The chances of successfully quitting are greatest when a smoker becomes symptomatic from a complication of smoking; the physician’s influence is considerable in this context. The details of a comprehensive smoking cessation program are presented elsewhere (see Chapter 54), but a few considerations are relevant for persons with peripheral artery disease. Nicotine gum or transdermal patch can serve as a useful cessation aid by minimizing nicotine withdrawal; however, nicotine may induce vasospasm. Although nicotine therapy is probably not contraindicated in claudication because vasospasm usually does not play a major role, the gum or patch, if used, should be prescribed and monitored with care.
Exercise
Daily exercise, especially walking, remains a cornerstone of the treatment program. Mechanisms include improvements in flow-mediated arterial dilation (endothelial function), muscle metabolism, peak oxygen consumption, red cell movement, and pain threshold. Physical training significantly increases pain-free walking distance, 6-minute walk performance, brachial artery flow-mediated dilation, and quality of life. The best results are achieved with supervised group programs, but a home-based program complemented by group support can also achieve significant improvement. Results are best in patients with stable peripheral artery disease with or without intermittent claudication symptoms. Persons with rest pain, ulceration, unstable angina, congestive heart failure, severe lung disease, or arthritis may have more difficulty achieving best outcomes. Benefit becomes evident within 3 months of initiating an exercise program.
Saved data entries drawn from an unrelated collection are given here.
PR #9852, opened 2015-11-01
Detach some event handlers

### LINKED ISSUE #9841: TerrainSpriteLayer memory sink
Whilst profiling https://github.com/OpenRA/OpenRA/pull/9627, I came across this hard-to-miss memory sink. It happens each time you start another map. Here's the difference from baseline to after jumping between skirmish and title screen for a while:

OpenRA.Graphics.TerrainSpriteLayer
+114 instances
+209,198,208 bytes

Almost all of that memory is composed of OpenRA.Graphics.Vertex[] inside the TerrainSpriteLayer.

<bountysource-plugin>
---
Want to back this issue? **[Post a bounty on it!](https://www.bountysource.com/issues/27865703-terrainspritelayer-memory-sink?utm_campaign=plugin&utm_content=tracker%2F36085&utm_medium=issues&utm_source=github)** We accept bounties via [Bountysource](https://www.bountysource.com/?utm_campaign=plugin&utm_content=tracker%2F36085&utm_medium=issues&utm_source=github).
</bountysource-plugin>

RoosterDragon:
Some classes attach event handlers to classes that live longer than they do, thus they end up extending their lifetime beyond what we normally expect because the event handler reference keeps them alive.

This leads to a few "memory leak" style scenarios where we don't reclaim memory because it still has references. Explicitly removing the event handlers when these classes are done with prevents this problem.

Fixes #9841.

### DIFF
--- a/OpenRA.Game/Graphics/TerrainSpriteLayer.cs
+++ b/OpenRA.Game/Graphics/TerrainSpriteLayer.cs
@@ -33,7 +33,7 @@ namespace OpenRA.Graphics
 		readonly WorldRenderer worldRenderer;
 		readonly Map map;
 
-		float paletteIndex;
+		readonly PaletteReference palette;
 
 		public TerrainSpriteLayer(World world, WorldRenderer wr, Sheet sheet, BlendMode blendMode, PaletteReference palette, bool restrictToBounds)
 		{
@@ -41,7 +41,7 @@ namespace OpenRA.Graphics
 			this.restrictToBounds = restrictToBounds;
 			Sheet = sheet;
 			BlendMode = blendMode;
-			paletteIndex = palette.TextureIndex;
+			this.palette = palette;
 
 			map = world.Map;
 			rowStride = 4 * map.MapSize.X;
@@ -50,21 +50,21 @@ namespace OpenRA.Graphics
 			vertexBuffer = Game.Renderer.Device.CreateVertexBuffer(vertices.Length);
 			emptySprite = new Sprite(sheet, Rectangle.Empty, TextureChannel.Alpha);
 
-			wr.PaletteInvalidated += () =>
+			wr.PaletteInvalidated += UpdatePaletteIndices;
+		}
+
+		void UpdatePaletteIndices()
+		{
+			// Everything in the layer uses the same palette,
+			// so we can fix the indices in one pass
+			for (var i = 0; i < vertices.Length; i++)
 			{
-				paletteIndex = palette.TextureIndex;
+				var v = vertices[i];
+				vertices[i] = new Vertex(v.X, v.Y, v.Z, v.U, v.V, palette.TextureIndex, v.C);
+			}
 
-				// Everything in the layer uses the same palette,
-				// so we can fix the indices in one pass
-				for (var i = 0; i < vertices.Length; i++)
-				{
-					var v = vertices[i];
-					vertices[i] = new Vertex(v.X, v.Y, v.Z, v.U, v.V, paletteIndex, v.C);
-				}
-
-				for (var row = 0; row < map.MapSize.Y; row++)
-					dirtyRows.Add(row);
-			};
+			for (var row = 0; row < map.MapSize.Y; row++)
+				dirtyRows.Add(row);
 		}
 
 		public void Update(CPos cell, Sprite sprite)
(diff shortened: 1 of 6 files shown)


OpenRA.Mods.Common/Widgets/RadarWidget.cs
```diff
@@ -87,6 +87,7 @@ public override void Initialize(WidgetArgs args)
 			foreach (var cell in world.Map.AllCells)
 				UpdateTerrainCell(cell);
 
+			// TODO: Ideally, we need to detach these event handlers when the radar widget is finished with.
```
pchote: We have `Widget.Removed()` for when a widget is removed (not just hidden) from view.  I'm not 100% sure this is used as a dispose-equivalent, but it may well be.

RoosterDragon: Exactly the magic method I needed! Updated.

huwpascoe:
:+1: Memory usage doesn't grow at all now.

OpenRA.Game/Graphics/TerrainSpriteLayer.cs
```diff
@@ -32,6 +32,7 @@ public sealed class TerrainSpriteLayer : IDisposable
 
 		readonly WorldRenderer worldRenderer;
 		readonly Map map;
+		readonly Action changePaletteIndexes;
```
atlimit8: Is there a reason an explicit delegate is used instead of a private method?

OpenRA.Mods.Common/Widgets/Logic/MainMenuLogic.cs
```diff
@@ -27,6 +27,7 @@ protected enum MenuType { Main, Singleplayer, Extras, MapEditor, None }
 		readonly ScrollPanelWidget newsPanel;
 		readonly Widget newsTemplate;
 		readonly LabelWidget newsStatus;
+		readonly Action<string, int> onRemoteDirectConnect;
```
atlimit8: Same as above.

OpenRA.Game/Graphics/TerrainSpriteLayer.cs
RoosterDragon: Not really, it was just the quickest thing to do.

atlimit8:
Since `readonly Action changePaletteIndexes` and `readonly Action<string, int> onRemoteDirectConnect` are defined in those classes (inside the respective constructors), they should be replaced with `void ChangePaletteIndexes()` and `void OnRemoteDirectConnect(string host, int port)`
Otherwise, :+1:.

RoosterDragon:
Updated per comments.

huwpascoe:
:+1:

OpenRA.Game/Graphics/TerrainSpriteLayer.cs
```diff
@@ -50,21 +50,21 @@ public TerrainSpriteLayer(World world, WorldRenderer wr, Sheet sheet, BlendMode
...
+		}
 
-				// Everything in the layer uses the same palette,
-				// so we can fix the indices in one pass
-				for (var i = 0; i < vertices.Length; i++)
-				{
-					var v = vertices[i];
-					vertices[i] = new Vertex(v.X, v.Y, v.Z, v.U, v.V, paletteIndex, v.C);
-				}
+		void ChangePaletteIndexes()
```
pchote: We use "Indices" in other parts of the code, but TIL that "Indexes" is valid / preferred in en-us.
It would be nice to keep this consistent with our other code.

pchote: Could you change this to `Update*` to match the callbacks in the other classes touched by this pr?

pchote:
Looks good to me aside from those naming nits.

RoosterDragon:
Updated naming.

OpenRA.Game/Graphics/TerrainSpriteLayer.cs
Phrohdoh: `Indices` is used at work and is more proper IMO, so another vote for that.

RoosterDragon: We use a mix in our code right now, so we may want to consistantify this at some point.

obrakmann:
Looks ok to me. :+1:

obrakmann:
[Changelog](https://github.com/OpenRA/OpenRA/wiki/Changelog/_compare/2aa07b9b9a72849e9de44955018abaf4ec79df2e)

Regularity of exercise is more important than intensity or duration, although at least 30 min/d of continuous leg exercise appears to be necessary. Walking is optimal, but any form of dynamic exercise will suffice, including stationary bicycling, stair climbing, engaging in water aerobics, or using low-impact aerobic training equipment. Adding some resistance training improves functional capacity, particularly stair climbing. An exercise program can also reduce cardiovascular risk significantly (see Chapters 18 and 31).